Directions: Which lines of the entries below run from the one holding "keep $options an array" to the one holding "Sorry for the", inclusive? Set down exactly those lines and no others.

++++++++++

PR #14, opened 2016-03-03
Add Plugin Client

sagikazarmark:
| Q               | A
| --------------- | ---
| Bug fix?        | no
| New feature?    | yes
| BC breaks?      | no
| Deprecations?   | no
| Related tickets | partially php-http/plugins#63, related php-http/plugins#64
| Documentation   | php-http/documentation#104
| License         | MIT

#### What's in this PR?

Moves Plugin client and plugins from the plugins repo

#### Checklist

- [x] Documentation pull request created (if not simply a bugfix)
- [x] Squash before merge

### DIFF
--- a/CHANGELOG.md
+++ b/CHANGELOG.md
@@ -6,6 +6,7 @@
 
 - Add a flexible http client providing both contract, and only emulating what's necessary
 - HTTP Client Router: route requests to underlying clients
+- Plugin client and core plugins moved here from `php-http/plugins`
 
 ### Deprecated
 
--- a/composer.json
+++ b/composer.json
@@ -14,7 +14,8 @@
         "php": ">=5.4",
         "php-http/httplug": "^1.0",
         "php-http/message-factory": "^1.0",
-        "php-http/message": "^1.2"
+        "php-http/message": "^1.2",
+        "symfony/options-resolver": "^2.6|^3.0"
     },
     "require-dev": {
         "phpspec/phpspec": "^2.4",
--- a/src/Plugin/Journal.php
+++ b/src/Plugin/Journal.php
@@ -1,0 +1,31 @@
+<?php
+
+namespace Http\Client\Common\Plugin;
+
+use Http\Client\Exception;
+use Psr\Http\Message\RequestInterface;
+use Psr\Http\Message\ResponseInterface;
+
+/**
+ * Records history of HTTP calls.
+ *
+ * @author Joel Wurtz <joel.wurtz@gmail.com>
+ */
+interface Journal
+{
+    /**
+     * Record a successful call.
+     *
+     * @param RequestInterface  $request  Request use to make the call
+     * @param ResponseInterface $response Response returned by the call
+     */
+    public function addSuccess(RequestInterface $request, ResponseInterface $response);
+
+    /**
+     * Record a failed call.
+     *
+     * @param RequestInterface $request   Request use to make the call
+     * @param Exception        $exception Exception returned by the call
+     */
+    public function addFailure(RequestInterface $request, Exception $exception);
+}
--- a/src/PluginClient.php
+++ b/src/PluginClient.php
@@ -1,0 +1,151 @@
+<?php
+
+namespace Http\Client\Common;
+
+use Http\Client\Common\Exception\LoopException;
+use Http\Client\Exception as HttplugException;
+use Http\Client\HttpAsyncClient;
+use Http\Client\HttpClient;
+use Http\Promise\FulfilledPromise;
+use Http\Promise\RejectedPromise;
+use Psr\Http\Message\RequestInterface;
+use Symfony\Component\OptionsResolver\OptionsResolver;
+
+/**
+ * The client managing plugins and providing a decorator around HTTP Clients.
+ *
+ * @author Joel Wurtz <joel.wurtz@gmail.com>
+ */
+final class PluginClient implements HttpClient, HttpAsyncClient
+{
+    /**
+     * An HTTP async client.
+     *
+     * @var HttpAsyncClient
+     */
+    private $client;
+
+    /**
+     * The plugin chain.
+     *
+     * @var Plugin[]
+     */
+    private $plugins;
+
+    /**
+     * A list of options.
+     *
+     * @var array
+     */
+    private $options;
+
+    /**
+     * @param HttpClient|HttpAsyncClient $client
+     * @param Plugin[]                   $plugins
+     * @param array                      $options {
+     *
+     *     @var int $max_restarts
+     * }
+     *
+     * @throws \RuntimeException if client is not an instance of HttpClient or HttpAsyncClient
+     */
+    public function __construct($client, array $plugins = [], array $options = [])
+    {
+        if ($client instanceof HttpAsyncClient) {
+            $this->client = $client;
+        } elseif ($client instanceof HttpClient) {
+            $this->client = new EmulatedHttpAsyncClient($client);
+        } else {
+            throw new \RuntimeException('Client must be an instance of Http\\Client\\HttpClient or Http\\Client\\HttpAsyncClient');
+        }
+
+        $this->plugins = $plugins;
+        $this->options = $this->configure($options);
+    }
+
+    /**
+     * {@inheritdoc}
+     */
+    public function sendRequest(RequestInterface $request)
+    {
+        // If we don't have an http client, use the async call
+        if (!($this->client instanceof HttpClient)) {
+            return $this->sendAsyncRequest($request)->wait();
+        }
+
+        // Else we want to use the synchronous call of the underlying client, and not the async one in the case
+        // we have both an async and sync call
+        $pluginChain = $this->createPluginChain($this->plugins, function (RequestInterface $request) {
+            try {
+                return new FulfilledPromise($this->client->sendRequest($request));
+            } catch (HttplugException $exception) {
+                return new RejectedPromise($exception);
+            }
+        });
+
+        return $pluginChain($request)->wait();
+    }
+
+    /**
+     * {@inheritdoc}
+     */
+    public function sendAsyncRequest(RequestInterface $request)
+    {
+        $pluginChain = $this->createPluginChain($this->plugins, function (RequestInterface $request) {
+            return $this->client->sendAsyncRequest($request);
+        });
+
+        return $pluginChain($request);
+    }
+
+    /**
+     * Configure the plugin client.
+     *
+     * @param array $options
+     *
+     * @return array
+     */
+    private function configure(array $options = [])
+    {
+        $resolver = new OptionsResolver();
+        $resolver->setDefaults([
+            'max_restarts' => 10,
+        ]);
+
+        return $resolver->resolve($options);
+    }
+
+    /**
+     * Create the plugin chain.
+     *
+     * @param Plugin[] $pluginList     A list of plugins
+     * @param callable $clientCallable Callable making the HTTP call
+     *
+     * @return callable
+     */
+    private function createPluginChain($pluginList, callable $clientCallable)
+    {
+        $firstCallable = $lastCallable = $clientCallable;
+
+        while ($plugin = array_pop($pluginList)) {
+            $lastCallable = function (RequestInterface $request) use ($plugin, $lastCallable, &$firstCallable) {
+                return $plugin->handleRequest($request, $lastCallable, $firstCallable);
+            };
+
+            $firstCallable = $lastCallable;
+        }
+
+        $firstCalls = 0;
+        $firstCallable = function (RequestInterface $request) use ($lastCallable, &$firstCalls) {
+            if ($firstCalls > $this->options['max_restarts']) {
+                throw new LoopException('Too many restarts in plugin client', $request);
+            }
+
+            ++$firstCalls;
+
+            return $lastCallable($request);
+        };
+
+        return $firstCallable;
+    }
+}
--- a/spec/FlexibleHttpClientSpec.php
+++ b/spec/FlexibleHttpClientSpec.php
@@ -79,6 +79,7 @@ class FlexibleHttpClientSpec extends ObjectBehavior
     {
         $client->implement('Http\Client\HttpClient');
         $client->implement('Http\Client\HttpAsyncClient');
+
         $client->sendRequest($syncRequest)->shouldBeCalled();
         $client->sendRequest($asyncRequest)->shouldNotBeCalled();
         $client->sendAsyncRequest($asyncRequest)->shouldBeCalled();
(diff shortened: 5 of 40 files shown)


composer.json
```diff
@@ -13,7 +13,8 @@
     "require": {
         "php": ">=5.4",
         "php-http/httplug": "^1.0",
-        "php-http/message-factory": "^1.0"
+        "php-http/message-factory": "^1.0",
+        "symfony/options-resolver": "^2.6|^3.0"
```
sagikazarmark: This is one of my concerns. Adding this dependency here. Maybe we should rethink option handling in the plugin client?

sagikazarmark:
See php-http/plugins#64

sagikazarmark:
FYI @joelwurtz

composer.json
dbu: the big benefit of options-resolver is that we are much more flexible to add things without a BC break. adding new constructor parameters can easily lead to BC break, and for these options things, its tricky to decide on the order of them - with separate parameters, the order can not be changed to make logical sense. the array is so much easier.

hm. on the other hand we have only one option for now. maybe we could instead do that manually instead of using OptionsResolver - we can add a requirement for the resolver when we add more options. for just one, its indeed overkill if its not a free include. wdyt? 

* remove the resolver dependency
* keep $options an array
* resolve manually for now
* add a comment next to the options that if we add more options, we should introduce the OptionsResolver

sagikazarmark: This is exactly what I had in my mind.

src/PluginClient.php
```diff
@@ -0,0 +1,167 @@
...
+use Http\Promise\RejectedPromise;
+use Psr\Http\Message\RequestInterface;
+use Symfony\Component\OptionsResolver\OptionsResolver;
+
+/**
+ * The client managing plugins and providing a decorator around HTTP Clients.
+ *
+ * @author Joel Wurtz <joel.wurtz@gmail.com>
+ *
+ * TODO: make class final once removed from plugins.
```
dbu: "make class final in version 2.0, once plugins does not extend it anymore" ?

sagikazarmark: :+1:

joelwurtz:
Sorry for the delay, under high load actually :)

In fact in my mind i would also move all plugins implementations since the dependency is very strong, it does not make sense IMO to have them alone in there repository, this would add a dependency on php-http/message however,

sagikazarmark:
The reason I didn't move all plugins here is that it would add too much dependency and code here. I think having plugins separated is not bad. That's our core collection of plugins. You might want to use the plugin client, even without our plugins.

sagikazarmark:
Although I see the point in lowering the number of repositories, I feel that plugins don't really fit here. @php-http/owners any other input regarding this? It's a 1-1 ATM.

joelwurtz:
> You might want to use the plugin client, even without our plugins.

Yes there is this use case but it's only for the 1% IMO and we should not bother about that, so we should either move all code from plugins or nothing, but not something between the two.

sagikazarmark:
Well, I could even live with plugins that does not have any external dependencies. Adding any external dependencies here would make the package a monolith.

sagikazarmark:
Hm, wouldn't we add a dependency on message with php-http/client-common#13? Can we make it an optional dependency?

dbu:
i think having the clients depend on message seems really not that wrong.

i would prefer to keep everything plugin in php-http/plugin, but if we want to move it anyways we can just as well move the plugins that have no extra dependencies here, and move each plugin with special dependencies to its own repository with properly declared dependencies.

sagikazarmark:
> we want to move it anyways we can just as well move the plugins that have no extra dependencies here, and move each plugin with special dependencies to its own repository with properly declared dependencies.

Yeah, I could live with that. WDYT @joelwurtz?

IMO we had a discussion about doing this (extracting plugins with external dependencies). One possible thing we could do to avoid pluginception is that having message related, message dependent plugins in a message-plugins package. Log and cache could go into their own.

hannesvdvreken:
> move the plugins that have no extra dependencies here, and move each plugin with special dependencies to its own repository with properly declared dependencies.

Agreed!

dbu:
> message related, message dependent plugins
> in a message-plugins package. Log and cache could go into their own.

i don't like that. rather have one repo per plugin, otherwise it gets
really hard for people to figure out which plugins exist.

but maybe the concrete example is moot if we need message anyways in
client-common and can just put those plugins in here.

sagikazarmark:
> but maybe the concrete example is moot if we need message anyways in client-common and can just put those plugins in here.

Indeed. The router client is going to need it anyway.

hannesvdvreken:
> otherwise it gets really hard for people to figure out which plugins exist.

In flysystem you get local and FTP adapters out of the box (no dependencies) and it suggests (in composer.json) all of the available adapters

sagikazarmark:
Well, I think @dbu meant that we can do that, but plugins should either be completely separated or be together. However, it seems that message is going to be a dependency of this package. So plugins without dependencies and plugins depending on message could come here as well.

Pros:
- Less separate plugin packages

Cons:
- More dependency here.

dbu:
exactly, things that add no additional dependencies in this repo, everything else in a clearly named repo. afaik flysystem does the same, grouping separate plugins together makes it really confusing, its an implementors logic rather than consumer logic, and we do these things for the consumers.

sagikazarmark:
@dbu How can we proceed in the HttplugBundle if get this sorted out? Can we just drop the plugins repo dependency and use the new packages? Isn't it a BC break? Is there such thing regarding dependencies at all?

dbu:
hm. it certainly is not a patch version change to drop a dependency. but for a minor version i would be ok - it seems a bit of a grey area. but after a minor version upgrade, you should check your stuff and notice you miss the plugin. we can ease things by mentioning which plugins now need to be explicitly required if used in the changelog file.

joelwurtz:
Well if we have the php-http/message dependency we can move all plugins since other dependencies are only in suggest on the php-http/plugins package, no ?

If we look at the suggestion also (about log and cache for exemple) this is a pretty common dependency to have (at least for log ATM, and cache should follow fast looking at how it is adopted), so the suggestion will be available only for a few people.

The only plugin we can certainly move out is the Stopwatch one (and make it a dependency on the bundle or directly add him as very few people use stopwatch withtout the symfony framework)

sagikazarmark:
I would say drop suggestions and move them to separate packages.

joelwurtz:
IMO we should be more focus on the most common developer experience rather than being perfect about package separation, and even if its better to have this separated in "architecture design", i think most people wants to have the LoggerPlugin out of the box rather to have to require another package.

dbu:
i think having plugins with external dependencies in their own package is simpler to understand. its easier to say: "if you want logging: require php-http/plugin-logger" than to say: "if you want logging, there is a plugin already but you need to require psr/log".

joelwurtz:
https://twitter.com/JoelWurtz/status/715181748771033088

sagikazarmark:
Is it a cheat if I vote as well? :stuck_out_tongue:

joelwurtz:
No :)

src/Plugin/Journal.php
```diff
@@ -0,0 +1,31 @@
...
+use Http\Client\Exception;
+use Psr\Http\Message\RequestInterface;
+use Psr\Http\Message\ResponseInterface;
+
+/**
+ * Records history of HTTP calls.
+ *
+ * @author Joel Wurtz <joel.wurtz@gmail.com>
+ */
+interface Journal
```
sagikazarmark: Should we move this to message instead? Are there any use cases where this might make sense?

sagikazarmark:
Plugins not (yet) moved here: Cache, Logger, Stopwatch

src/Plugin/Journal.php
dbu: or to its own repository? because its rather specific and a whole bunch
of files. and will rarely be used outside a framework integration like
symfony. moving it to message feels a bit random too, no? but journal
interfaces here in client feels odd.

sagikazarmark: The reason I suggested message is that it is mostly message related. Out of four/three dependencies three/two are messages. Implementations will probably never be in any of our repositories, because (as you said) they are mostly framework specific.

Maybe we could move the Journal together with the history plugin to it's own repository? It depends if we find any use cases for Journal apart from History plugin. Since it is relatively simple, I would say we don't necessarily need to think about any scenario.

dbu: i would move journal and history plugin to one repository and only use
the journal in the context of that plugin. that is the namespace now as
well.

sagikazarmark:
How should we proceed with the documentation? We are essentially deprecating all old plugins, but the behavior, API is mostly the same.

The namespace changed from Http\Client\Plugin to Http\Client\Common\Plugin. Should we preserve the namespace? (IMO that would make maintaining BC harder, for example throwing old exceptions)

dbu:
we can't avoid the namespace change, right? then we could just leave the old plugin package out there but deprecate it. we don't use the plugins ourselves, so people can either use the new one or the old ones, no?

regarding doc, i would just add a note that plugins initially where a separate package but deprecated in favour of those in common. no need to duplicate the documentation for plugins over that.

sagikazarmark:
> we can't avoid the namespace change, right?

Well, maybe we could, but do we want to?

> i would just add a note that plugins initially where a separate package but deprecated in favour of those in common

:+1:

dbu:
i think the namespace change makes sense. and as this is not build upon by other things, we need no tricks for BC, we can simply deprecate the old and tell people to use the new. its them instantiating all of it, so no need to extend the old class or anything.

sagikazarmark:
In that case, I would also go with #18 immediately.

dbu:
well, for the things we add here, yes!

the clients that already exist here can't be made final of course.

sagikazarmark:
> the clients that already exist here can't be made final of course.

Yep, I will add todos for them.

sagikazarmark:
Okay, what's left is to decide whether we want cache and log plugins in this repo or not.

Pros:

- Every plugin in one place
- Less packages

Cons:

- Optional dependencies
- Harder to document (https://github.com/php-http/client-common/pull/14#issuecomment-203446890)
- We cannot rely on `psr/log-implementation` and `psr/cache-implementation` virtual packages which would make dependency handling easier

I still think that we should avoid optional dependencies at all cost, because it adds a considerable maintenance overhead (which version compatible with which optional dependency). Also, I don't think that requiring to install a log-plugin package is any worse than requiring to install a log implementation.

On the other hand having everything at one place makes it easier for users to use the package (although we can document the fact of the installation).

If we can't make an agreement on this topic, I propose we have a vote about it (owners with "real" vote, community votes as feedback)

sagikazarmark:
Also let's set a deadline: this week.

ddeboer:
I’m in favour of having separate cache and log plugin packages.

We could apply Symfony’s trick, where we add one `plugins` package (with optional deps) that replaces the separate `abc-plugin` packages, just like `symfony/symfony` [replaces](https://github.com/symfony/symfony/blob/master/composer.json#L30) all `symfony/[subpackage]` packages.

Nyholm:
Sorry for not replying before. 
I can agree that we should put our plugins in the same repo as our other "tools for HTTPlug". 
 The reson **why** we do this is as far as I can understand because: 
* We should not pull unneeded dependencies. (https://github.com/php-http/plugins/pull/61)
* Getting less packages

Am I missing something?

#### About cache and log plugin:

I think (based on intuition only) that plugins that require no dependencies but Symfony OptionResolver and PSR7 should be in client-common. Other plugins should live in their own repository. This will address the issue https://github.com/php-http/plugins/pull/61

#### About the namespaces: 

The current PRs suggest that we have plugins in `Http\Client\Common\Plugin` and `Http\Client\Plugin`. Is that right? What will the new namespaces be for the plugins not moved? (logging and cache plugin)?

sagikazarmark:
> What will the new namespaces be for the plugins not moved?

I think we can use `Http\Client\Plugin` for that purpose. It makes autoloader a little bit slower, if the same namespace is used in many packages, but in production, it should be optimized anyway.

dbu:
i am +1 on having the plugins with extra dependencies in separate repositories so we can properly specify the requirements rather than have "optional dependencies".

i am -1 on the `plugins` meta package. we did that for the cmf and its quite tricky, coupling versioning of the packages for example. also, each time we add a new plugin with extra dependencies, this would lead to more things that need to get installed or in the case of virtual packages to composer errors. i would go with explicit dependencies, at least until we have a lot of separate plugins that we feel you would all want to install usually...

dbu:
Re: Namespaces: why not keep the naming as we have it in this repo and make them Http\Client\Common\Plugin? otherwise we have two different autoload roots in one package, which would be quite confusing. if we really want to avoid Common, we better move everything else to a new folder Common and change the PSR-4 root namespace accordingly. but i would prefer to put the Common in the namespace

sagikazarmark:
> coupling versioning of the packages for example.

Exactly my concern regarding the optional dependencies as well.

I don't have any arguments against using Common.

sagikazarmark:
@dbu what would happen with logging in HttplugBundle if we extract the logger plugin to a separate package?

Right now logging is enabled by default, which lets us choosing two paths:
- Require the logger plugin in the bundle as well
- Don't enable it by default

Planning to sort this out in the next few days and I am looking at other scenarios to finally decide if it could cause any problems to extract cache, log and stopwatch to separate packages.

dbu:
in the cmf, we handled this sort of "optional" dependency by saying logging defaults to `auto` but can be explicitly enabled or disabled. the setting auto means that the DI extension checks if the required class exists and if so, enables logging, otherwise disables it. i can handle the bundle side of this.

sagikazarmark:
Separate plugin repos:

https://github.com/php-http/logger-plugin
https://github.com/php-http/cache-plugin
https://github.com/php-http/stopwatch-plugin

sagikazarmark:
Documentation added, squashed, remaining plugins separated from the main repo, ready for a final review.

About single repo: for v2 version of the plugins repo we could have it as a meta package requiring all major plugins. However, we have to be careful with versioning.

CHANGELOG.md
```diff
@@ -6,6 +6,7 @@
 
 - Add a flexible http client providing both contract, and only emulating what's necessary
 - HTTP Client Router: route requests to underlying clients
+- Plugin client and implementations moved here from `php-http/plugins`
```
dbu: what implementations? (i assume you mean plugin implementations, but that is not clear)
should we say "Plugin client and simple plugins moved here from..."?

sagikazarmark: Good catch. We refer to these as core plugins in other places.

dbu:
are the separate repos fully ready? then i would say go ahead and merge! thanks for the effort!

CHANGELOG.md
dbu: that would do as a wording. we should also update the plugin repo
changelog to point to this move and the new separate repos.

sagikazarmark:
From my POV they are ready. Update composer dev alias, changelog and tag necessary.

++++++++++

Answer to the exercise:
* keep $options an array
* resolve manually for now
* add a comment next to the options that if we add more options, we should introduce the OptionsResolver

sagikazarmark: This is exactly what I had in my mind.

src/PluginClient.php
```diff
@@ -0,0 +1,167 @@
...
+use Http\Promise\RejectedPromise;
+use Psr\Http\Message\RequestInterface;
+use Symfony\Component\OptionsResolver\OptionsResolver;
+
+/**
+ * The client managing plugins and providing a decorator around HTTP Clients.
+ *
+ * @author Joel Wurtz <joel.wurtz@gmail.com>
+ *
+ * TODO: make class final once removed from plugins.
```
dbu: "make class final in version 2.0, once plugins does not extend it anymore" ?

sagikazarmark: :+1:

joelwurtz:
Sorry for the delay, under high load actually :)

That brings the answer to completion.